Segment Start: Information shown

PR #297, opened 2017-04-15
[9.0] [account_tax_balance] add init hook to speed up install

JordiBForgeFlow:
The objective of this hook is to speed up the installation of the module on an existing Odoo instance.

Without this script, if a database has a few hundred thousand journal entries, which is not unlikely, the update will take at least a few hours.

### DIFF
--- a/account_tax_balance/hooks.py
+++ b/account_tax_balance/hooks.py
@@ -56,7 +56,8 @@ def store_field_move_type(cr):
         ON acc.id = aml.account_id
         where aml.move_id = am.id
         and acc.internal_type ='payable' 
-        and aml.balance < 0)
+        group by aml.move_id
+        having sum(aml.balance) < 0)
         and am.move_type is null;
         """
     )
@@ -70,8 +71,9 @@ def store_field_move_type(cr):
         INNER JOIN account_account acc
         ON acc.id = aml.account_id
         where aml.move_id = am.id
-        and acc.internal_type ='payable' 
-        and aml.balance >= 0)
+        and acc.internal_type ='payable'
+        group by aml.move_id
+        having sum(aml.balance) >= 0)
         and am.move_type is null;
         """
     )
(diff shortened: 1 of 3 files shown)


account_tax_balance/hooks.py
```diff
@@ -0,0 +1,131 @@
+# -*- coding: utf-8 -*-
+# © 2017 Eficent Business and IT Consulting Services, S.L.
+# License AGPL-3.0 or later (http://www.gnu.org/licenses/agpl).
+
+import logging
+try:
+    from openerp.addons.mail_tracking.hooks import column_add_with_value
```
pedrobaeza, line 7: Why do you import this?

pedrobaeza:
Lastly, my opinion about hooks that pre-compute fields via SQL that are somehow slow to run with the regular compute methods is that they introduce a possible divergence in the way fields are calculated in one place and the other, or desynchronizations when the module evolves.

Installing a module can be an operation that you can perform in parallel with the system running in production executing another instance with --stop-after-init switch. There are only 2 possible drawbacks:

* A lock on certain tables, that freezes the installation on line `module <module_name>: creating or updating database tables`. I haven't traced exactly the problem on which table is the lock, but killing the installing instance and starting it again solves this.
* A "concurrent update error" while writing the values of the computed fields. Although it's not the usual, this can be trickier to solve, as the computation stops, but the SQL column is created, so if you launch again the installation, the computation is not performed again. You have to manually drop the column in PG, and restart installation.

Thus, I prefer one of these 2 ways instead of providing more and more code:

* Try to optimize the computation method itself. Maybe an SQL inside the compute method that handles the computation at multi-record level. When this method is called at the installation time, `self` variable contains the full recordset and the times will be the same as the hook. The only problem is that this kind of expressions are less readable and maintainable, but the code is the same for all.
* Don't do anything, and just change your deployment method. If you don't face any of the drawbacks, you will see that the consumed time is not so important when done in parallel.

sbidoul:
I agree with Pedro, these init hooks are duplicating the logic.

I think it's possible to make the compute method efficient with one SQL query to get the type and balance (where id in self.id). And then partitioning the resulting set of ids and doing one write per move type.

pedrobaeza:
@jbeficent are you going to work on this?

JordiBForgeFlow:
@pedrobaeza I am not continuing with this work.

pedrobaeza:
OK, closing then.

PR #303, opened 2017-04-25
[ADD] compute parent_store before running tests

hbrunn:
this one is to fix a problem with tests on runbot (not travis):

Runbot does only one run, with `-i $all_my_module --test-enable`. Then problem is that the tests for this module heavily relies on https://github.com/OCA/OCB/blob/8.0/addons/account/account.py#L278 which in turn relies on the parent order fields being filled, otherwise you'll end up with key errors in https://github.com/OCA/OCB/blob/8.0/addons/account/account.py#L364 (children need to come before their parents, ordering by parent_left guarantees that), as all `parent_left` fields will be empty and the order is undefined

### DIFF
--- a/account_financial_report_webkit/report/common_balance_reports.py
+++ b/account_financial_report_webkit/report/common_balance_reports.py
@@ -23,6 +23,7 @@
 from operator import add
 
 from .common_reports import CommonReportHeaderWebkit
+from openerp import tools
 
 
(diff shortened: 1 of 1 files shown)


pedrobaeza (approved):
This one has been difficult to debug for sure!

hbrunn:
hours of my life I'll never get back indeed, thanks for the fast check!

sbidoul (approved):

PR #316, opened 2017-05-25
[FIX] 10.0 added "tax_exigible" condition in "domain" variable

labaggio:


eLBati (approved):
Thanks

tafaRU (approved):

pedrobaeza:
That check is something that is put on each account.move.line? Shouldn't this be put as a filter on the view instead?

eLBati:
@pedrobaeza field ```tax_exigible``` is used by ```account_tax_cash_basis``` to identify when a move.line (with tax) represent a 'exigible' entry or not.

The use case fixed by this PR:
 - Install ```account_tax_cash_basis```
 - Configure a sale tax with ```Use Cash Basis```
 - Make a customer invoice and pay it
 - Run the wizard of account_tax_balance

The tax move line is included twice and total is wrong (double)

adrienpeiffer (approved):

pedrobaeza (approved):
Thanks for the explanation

Segment End: Information shown
Segment Start: Information shown

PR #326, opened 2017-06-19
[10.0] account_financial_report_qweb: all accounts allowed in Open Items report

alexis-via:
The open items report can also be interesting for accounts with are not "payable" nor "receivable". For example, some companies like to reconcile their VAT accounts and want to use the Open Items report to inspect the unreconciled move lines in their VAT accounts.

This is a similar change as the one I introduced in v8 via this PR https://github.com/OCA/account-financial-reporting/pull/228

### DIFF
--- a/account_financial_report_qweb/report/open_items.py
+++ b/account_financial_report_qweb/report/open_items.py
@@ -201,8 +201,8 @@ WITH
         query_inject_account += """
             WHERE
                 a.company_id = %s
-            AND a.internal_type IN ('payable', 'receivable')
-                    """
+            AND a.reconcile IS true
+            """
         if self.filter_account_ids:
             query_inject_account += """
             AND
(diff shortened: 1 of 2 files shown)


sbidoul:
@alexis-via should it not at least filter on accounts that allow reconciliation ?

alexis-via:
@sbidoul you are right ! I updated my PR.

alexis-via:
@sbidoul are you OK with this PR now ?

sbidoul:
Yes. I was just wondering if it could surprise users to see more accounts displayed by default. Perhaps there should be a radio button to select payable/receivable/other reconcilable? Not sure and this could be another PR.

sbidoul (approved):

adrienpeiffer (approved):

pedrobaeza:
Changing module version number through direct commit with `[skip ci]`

Segment End: Information shown

● **Problem requirements**:
Give only the lines from the one holding "I agree with" through the one holding "this one is", each restated exactly as it appears above.

● **Result below**:
I agree with Pedro, these init hooks are duplicating the logic.

I think it's possible to make the compute method efficient with one SQL query to get the type and balance (where id in self.id). And then partitioning the resulting set of ids and doing one write per move type.

pedrobaeza:
@jbeficent are you going to work on this?

JordiBForgeFlow:
@pedrobaeza I am not continuing with this work.

pedrobaeza:
OK, closing then.

PR #303, opened 2017-04-25
[ADD] compute parent_store before running tests

hbrunn:
this one is to fix a problem with tests on runbot (not travis):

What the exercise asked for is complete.